Aberdeen Station - Frisco Railway Depot, Aberdeen Mississippi

Date added: July 30, 2021 Categories: Mississippi Train Station Passenger Station
1978 View from east

The St. Louis and San Francisco Railway (Frisco) began as the Pacific Railroad incorporated in Missouri in 1849. In 1876 this line was purchased by W. F. Buckley acting for the recently incorporated St. Louis and San Francisco Railway. The Frisco's entry into Mississippi came in 1901 when it acquired the lines of the Kansas City, Memphis and Birmingham, a railroad connecting these three cities. In 1925 the Frisco gained control of the Muscle Shoals, Birmingham and Pensacola Railway, which extended north from Pensacola to Kimbrough, Alabama, By June 1928 the line from Pensacola had been joined to existing Frisco lines by a new section of track following the Torabigbee River Valley. The Aberdeen Station was built at a junction point along this new line.

The Aberdeen Station was not the first depot the St. Louis and San Francisco Railway erected in Aberdeen. Daniel Burnham designed the first one which was built on Maple Street in 1888.

The following description of the Maple Street Station, could be applied to the Aberdeen Station built almost forty years later:
The stations at Fort Scott, Kansas, 1885-1887, Kewanee, Illinois, 1887, and Aberdeen, Mississippi, 1888, typified the mode. Low-slung and hugging the ground, with wide overhanging eaves and simply decorative supporting brackets, such stations were usually of painted wood or red brick and had slate or shingle roofs. Crisp and unpretentious provincial train stations in an era of railroad opulence, they would seem to later generations refreshingly "modern" precursors of much that Wright and the Prairie School would develop and extend to other types of buildings, especially houses. Although the working drawings of the 1929 Frisco station are titled "Passenger Station at Aberdeen, Mississippi," on both 25061 and 25065 original station drawings the partially erased designation "East Aberdeen" can be seen under the eventual title. This change had been made by the time the Aberdeen Examiner announced the station's opening reporting that the new station would be known as the Aberdeen Station while the older structure would be called the maple Street Station. ("New Frisco Station Here in Use Today," Examiner, March 2, 1930) The Maple Street Station was demolished in 1971.

During the 1920s the Frisco, like other railroads, was interested in the development of the territory it served. A 1927 article in the Aberdeen Examiner discussed how the Frisco planned to attract truck farmers to the area. Mr. R. H. Whitlow led the effort and advised "all purchasers to buy only as much land as they can pay for and operate." The newspaper concluded that, "the plan of bringing in colonies of thrifty farmers from the north and west is being managed by experienced men, all along the line, and has every prospect of success." ("Frisco to Encourage Immigration to Monroe County," Examiner, Nov. 18, 1929)

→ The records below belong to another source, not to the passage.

PR #12, opened 2018-04-20
add async worker to collect hostname resolution metrics

nuritizra:

The ticket intention was to add async worker to collect hostname resolution metrics, but for start I only log the time it takes to check if there is an available record in a given DNS server.
If there isn't an available record we logging a failure msg.

N/A

N/A

**Release note**:
NONE

```release-note

```

@matt0bi @spotify/alf @steven @skinner

### DIFF
--- a/gordon/record_checker.py
+++ b/gordon/record_checker.py
@@ -19,7 +19,6 @@ import logging
 import time
 
 import async_dns
-
 from async_dns.resolver import ProxyResolver
 
 from gordon import exceptions
--- a/gordon/record_checker.py
+++ b/gordon/record_checker.py
@@ -1,3 +1,19 @@
+# -*- coding: utf-8 -*-
+#
+# Copyright 2017 Spotify AB
+#
+# Licensed under the Apache License, Version 2.0 (the "License");
+# you may not use this file except in compliance with the License.
+# You may obtain a copy of the License at
+#
+# http://www.apache.org/licenses/LICENSE-2.0
+#
+# Unless required by applicable law or agreed to in writing, software
+# distributed under the License is distributed on an "AS IS" BASIS,
+# WITHOUT WARRANTIES OR CONDITIONS OF ANY KIND, either express or implied.
+# See the License for the specific language governing permissions and
+# limitations under the License.
+
 import asyncio
 import logging
 import time
@@ -7,7 +23,6 @@ from async_dns.resolver import ProxyResolver
 
 
 class RecordChecker(object):
-    QUERYING_THRESHOLD = 60
 
     def __init__(self, dns_ip):
         """Setup RecordChecker object
@@ -27,14 +42,17 @@ class RecordChecker(object):
         """
         return record.values()
 
-    async def check_record(self, record):
-        """Asynchronously queries a DNS server for a given record
-            to check how long it takes the record to become available.
+    async def check_record(self, record, timeout=60):
+        """Measures the time for a DNS record to become available.
+
+        Query a provided DNS server multiple time until
+            the reply matches the information in the
+            record or until timeout is reached.
 
         Args:
             record (dict): DNS record as a dict
             with record properties
-
+            timeout (int): time threshold to query the DNS server
         """
         start_time = time.time()
 
@@ -42,19 +60,22 @@ class RecordChecker(object):
         r_type_code = types.get_code(r_type)
 
         record_found_in_dns_srv = False
-        query_tries = 0
+        retries = 0
+        sleep_time = 2
 
-        while not record_found_in_dns_srv and\
-                self.QUERYING_THRESHOLD != query_tries:
+        while not record_found_in_dns_srv and \
+                timeout > sleep_time:
 
-            query_tries += 1
+            retries += 1
             resolver_res = await self._resolver.query(name, r_type_code)
             possible_ans = resolver_res.an
 
             record_found_in_dns_srv = \
                 await self._check_resolver_ans(possible_ans, name,
                                                rr_data, ttl, r_type_code)
-            await asyncio.sleep(1)
+
+            sleep_time = self._get_wait_time_exp(retries)
+            await asyncio.sleep(sleep_time)
 
         if not record_found_in_dns_srv:
             logging.info(
@@ -65,7 +86,7 @@ class RecordChecker(object):
 
     async def _check_resolver_ans(
             self, dns_ans_lst, name, rr_data, ttl, r_type_code):
-        """Check if resolver ans is equal to record data.
+        """Check if resolver answer is equal to record data.
 
         Args:
             dns_ans_lst (list): DNS answer list contains record objects
@@ -77,8 +98,9 @@ class RecordChecker(object):
         Returns:
             boolean indicating if DNS ans data is equal to record data
         """
-        type_filtered_lst = \
-            list(filter(lambda r: r.qtype == r_type_code, dns_ans_lst))
+        type_filtered_lst = [
+            ans for ans in dns_ans_lst if ans.qtype == r_type_code
+        ]
 
         # check to see that type_filtered_lst has
         # the same number of records as record rr_data
@@ -98,15 +120,6 @@ class RecordChecker(object):
 
         return True
 
-
-if __name__ == '__main__':
-    loop = asyncio.get_event_loop()
-
-    record_check = RecordChecker('8.8.8.8')
-    my_rec = {
-        "name": "ns1.dnsowl.com",
-        "rrdatas": ["198.251.84.16", "173.254.242.221", "185.34.216.159"],
-        "type": "A",
-        "ttl": 4945
-    }
-    loop.run_until_complete(record_check.check_record(my_rec))
+    def _get_wait_time_exp(self, retries):
+        """Returns the next wait interval, using an exponential back off"""
+        return pow(2, retries)
--- a/gordon/record_checker.py
+++ b/gordon/record_checker.py
@@ -18,8 +18,11 @@ import asyncio
 import logging
 import time
 
-from async_dns import types
+import async_dns
+
 from async_dns.resolver import ProxyResolver
+
+from gordon import exceptions
 
 
 class RecordChecker(object):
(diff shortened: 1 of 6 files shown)


gordon/record_checker.py
```diff
@@ -0,0 +1,112 @@
...
+        """
+        start_time = time.time()
+
+        name, rr_data, r_type, ttl = self._extract_record_data(record)
+        r_type_code = types.get_code(r_type)
+
+        record_found_in_dns_srv = False
+        query_tries = 0
+
+        while not record_found_in_dns_srv and\
```
matt0bi: What do you think about making this function wait exponentially before each try (exponential back off)? I'm thinking about the scenario when there are suddenly 30 records to check, and each of these records makes a DNS query every second. Do you think this is a legit concern or premature optimization?

tests/unit/test_record_check.py
```diff
@@ -0,0 +1,153 @@
...
+    assert failed_msg == expected_msg
+
+
+@pytest.mark.asyncio
+async def test_check_number_of_rrdata_is_not_equal(
+        mocker, get_mock_coro,
+        record_checker_instance, caplog,
+        mock_resolve_query, dns_query_response):
+    """Test that we fail on getting number of records
+        from the srv which is not eqaule to the
```
matt0bi: There's a typo in `eqaule` (-> `equal`). I would also avoid using `srv` because there's a DNS record called SRV and this might be confusing and `server` would be this docstring clearer.

requirements.txt
```diff
@@ -3,3 +3,4 @@ setuptools==38.2.5
 toml==0.9.3.1
 ulogger==1.0.1
 zope.interface==4.4.3
+async-dns==1.0.0
```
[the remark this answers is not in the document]
nuritizra: Hi,

the aiodns returns this object:
ares_query_simple_result(host='198.251.84.16', ttl=21511)

which doesn't let me check about the type (I can assume its his type) and without a name...
is that OK?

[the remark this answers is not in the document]
nuritizra: it says: The result type varies depending on the query type... it does it much more complicate that the first library no?

gordon/record_checker.py
```diff
@@ -0,0 +1,112 @@
...
+        """
+        self._dns_ip = dns_ip
+        self._resolver = ProxyResolver()
+        self._resolver.set_proxies([self._dns_ip])
+
+    def _extract_record_data(self, record):
+        """Extract record data from a record dict
+
+        Args:
+            record (dict): DNS record as a dict
```
smstone: Can you add a return type as well?

gordon/record_checker.py
```diff
@@ -0,0 +1,112 @@
...
+class RecordChecker(object):
+    QUERYING_THRESHOLD = 60
+
+    def __init__(self, dns_ip):
+        """Setup RecordChecker object
+
+        Args:
+            dns_ip: DNS ip server to query
+        """
+        self._dns_ip = dns_ip
```
smstone: What about the possibility to query multiple upstream resolvers? I could see the case where we want to know how long a record takes to resolve on a set of resolvers, not just one. We do this currently internally with dns-metrics.

gordon/record_checker.py
```diff
@@ -0,0 +1,112 @@
...
+
+
+class RecordChecker(object):
+    QUERYING_THRESHOLD = 60
+
+    def __init__(self, dns_ip):
+        """Setup RecordChecker object
+
+        Args:
+            dns_ip: DNS ip server to query
```
smstone: I think this could be better named to something like `dns_server_list` or something if we wanted to support querying of multiple upstreams.

gordon/record_checker.py
smstone: @matt0bi wouldn't introducing an exponential backoff misrepresent the actual resolution time of the record? i could see a case where a large exponential backoff is in place, but the record was resolvable well before we re-attempt. i'd hope the upstream resolvers could handle these metric (once a second) queries fine. either way, do we have an idea of how granular we would want to look at this data or what SLO it would inform?

gordon/record_checker.py
```diff
@@ -0,0 +1,112 @@
...
+            record (dict): DNS record as a dict
+            with record properties
+
+        """
+        start_time = time.time()
+
+        name, rr_data, r_type, ttl = self._extract_record_data(record)
+        r_type_code = types.get_code(r_type)
+
+        record_found_in_dns_srv = False
```
smstone: I read this as a DNS SRV record, but I think mean server? Can I suggest naming this `resolvable_record` or something like this?

gordon/record_checker.py
```diff
@@ -0,0 +1,112 @@
...
+        if not record_found_in_dns_srv:
+            logging.info(
+                f'Sending metric record-checker-failed: {record}')
+        else:
+            final_time = float(time.time() - start_time)
+            logging.info(final_time)
+
+    async def _check_resolver_ans(
+            self, dns_ans_lst, name, rr_data, ttl, r_type_code):
+        """Check if resolver ans is equal to record data.
```
smstone: Can you please use full words here for clarity?

gordon/record_checker.py
```diff
@@ -0,0 +1,112 @@
...
+
+        Returns:
+            boolean indicating if DNS ans data is equal to record data
+        """
+        type_filtered_lst = \
+            list(filter(lambda r: r.qtype == r_type_code, dns_ans_lst))
+
+        # check to see that type_filtered_lst has
+        # the same number of records as record rr_data
+        if len(type_filtered_lst) != len(rr_data):
```
smstone: I'm not sure this check is needed if you are checking below to see if the data matches exactly. Also, this check would be a false positive in a case like this: An old record's data is `[1.1.1.1, 2.2.2.2]` but the new record's data has `[2.2.2.2, 3.3.3.3]`, this check would "pass" just because it's old record and new record has the same length.

tests/unit/test_record_check.py
```diff
@@ -0,0 +1,153 @@
...
+from gordon import record_checker
+
+
+#####
+# Tests & fixtures for running record checker
+#####
+
+@pytest.fixture
+def record_checker_instance():
+    dnc_ip = '8.8.8.8'
```
smstone: dns misspelled here in variable name `dnc_ip`

gordon/record_checker.py
smstone: Also, should we check if the IP is valid before attempting to query it?

tests/unit/test_record_check.py
```diff
@@ -0,0 +1,153 @@
...
+        "rrdatas": ["198.251.84.16", "173.254.242.221", "185.34.216.159"],
+        "type": "A",
+        "ttl": 10686
+    }
+
+    mock_resolve_query.return_value = dns_query_response
+
+    await record_checker_instance.check_record(record_to_check)
+    time_it_took_to_check_record = float(caplog.records[0].msg)
+    assert 0 < time_it_took_to_check_record < 1.005
```
smstone: Can you set the `1.005` in a clear variable name? I believe you're using this number since we are doing an sleep of 1 right?

tests/unit/test_record_check.py
```diff
@@ -0,0 +1,153 @@
...
+
+
+@pytest.mark.asyncio
+async def test_check_record_failed(
```
smstone: It's not immediately clear what you're testing here. I believe you're testing the fact that the record sets do not match up? Given there are several possible failure cases, can you be more explicit what you're testing?

tests/unit/test_record_check.py
```diff
@@ -0,0 +1,153 @@
+# -*- coding: utf-8 -*-
```
smstone: Can you include a test around what happens if `ProxyResolver` raises an exception?

gordon/record_checker.py
matt0bi: This is a good point @smstone. I'm sorry @nuritizra for leading you down a wrong path, I think my suggestion to use exponential back off wasnt right . I talked with @smstone about this over slack we came up with an idea that the check should retry every 5 seconds, which should be enough granularity. But we're not 100% sure what the timeout value should be, because this is tied to how often the publisher plugin will re-POST the request. Maybe we can talk about this tomorrow?

gordon/record_checker.py
nuritizra: so following our conversion, we will leave it to query just one DNS server for now..

gordon/record_checker.py
nuritizra: yes, but its prior test, after that we will check for each ip, so this test covers the case when we get an answer from the dns server for example: 3 record: 1.1.1.1, 2.2.2.2, 3.3.3.3.. and our record has only 2: 1.1.1.1, 2.2.2.2, so the next for loop will return True but this test will return False...

requirements.txt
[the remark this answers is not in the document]
matt0bi: For history's sake: we talked about this IRL and aiodns queries by record type, which means that in our case we would have to perform multiple queries for different records on each check. `async-dns` works more like `dig` in that it returns multiple record types in the response. We're going to stick with `async-dns`.

gordon/record_checker.py
```diff
@@ -0,0 +1,131 @@
...
+        # check to see that type_filtered_lst has
+        # the same number of records as record_ip_list
+        if len(type_filtered_list) != len(record_ip_list):
+            return False
+
+        # check each record data is equal to the given data
+        for rec in type_filtered_list:
+            conditions = [rec.name == record_name,
+                          rec.data in record_ip_list,
+                          rec.ttl == record_ttl]
```
descent3me: Small optimisation could be to this as an if-condition, and-ed together, with the `in` in lookup last.  Since it's the most expensive, this means you would only check it if the other two conditions pass

gordon/record_checker.py
```diff
@@ -0,0 +1,131 @@
...
+
+            if not resolvable_record:
+                await asyncio.sleep(sleep_time)
+
+        if not resolvable_record:
+            logging.info(
+                f'Sending metric record-checker-failed: {record}')
+        else:
+            final_time = float(time.time() - start_time)
+            logging.info(final_time)
```
descent3me: We probably want to add more information to the log message, perhaps some info about the record and/or the server we tried to contact about it?

gordon/record_checker.py
```diff
@@ -0,0 +1,132 @@
...
+        # check to see that type_filtered_lst has
+        # the same number of records as record_ip_list
+        if len(type_filtered_list) != len(record_ip_list):
+            return False
+
+        # check each record data is equal to the given data
+        for rec in type_filtered_list:
+            conditions = [rec.name == record_name,
+                          rec.ttl == record_ttl,
+                          rec.data in record_ip_list]
```
descent3me: I still think it would be better to `and` these together since then they'll be lazily evaluated, rather than evaluating them all first and then calling `all` on the result. @matt0bi What do you think?  I know you had a comment on `all` earlier, and I might be over-optimising since I don't know the use-case for this, what type of records, etc.

matt0bi: Nice catch @descent3me! I do, however, think that using `all()` here makes the condition easier to read (I'm also a fan of using `all()`). From my own looking through DNS data, I think in something like 99.9% of the cases, the number of records in the `record_ip_list` will be pretty small, maybe a handful or two.

descent3me:
Alright, then I'm satsified +1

A brochure published by the Frisco Railway entitled "The Tombigbee Valley of Mississippi and Alabama" (no date) underscores the Frisco's desire to develop the area along the Tombigbee below Aberdeen. This twenty-one page illustrated booklet extols the Tombigbee River Valley mentioning in closing that a special department of the Frisco stood ready to aid farmers as long as they remained in the region.

After the Frisco closed the Aberdeen Station, it was occupied by the Morris Ready Mix Concrete Company, which moved into the building on February 14, 1957.

A ready mix cement plant was erected on the grounds. For the first two years of operation from 1957 to 1959 sack cement was unloaded from Frisco cars and stored in the Baggage and Express Room from which it was loaded onto cement trucks. Later cement was unloaded from Frisco hopper cars by auger and dropped onto a conveyor for storage in bins. Once every week a Frisco maintenance crew would make an overnight stop at Aberdeen, parking their motorized rail car on the side track and storing their tools in the tool room (former Colored Waiting Room) until their departure the next day. Catherine West, who was the secretary for Morris Ready Mix, planted the rosebush at the southwestern corner of the building in 1957. She also set out tomato plants on the eastern side of the building every summer. On June 30, 1968 Bradley Cement Company bought out Morris Ready Mix. Bradley continued to occupy the station until June 18, 1971.

When the Maple Street Station was demolished in 1971, Frisco moved its Aberdeen office to the station.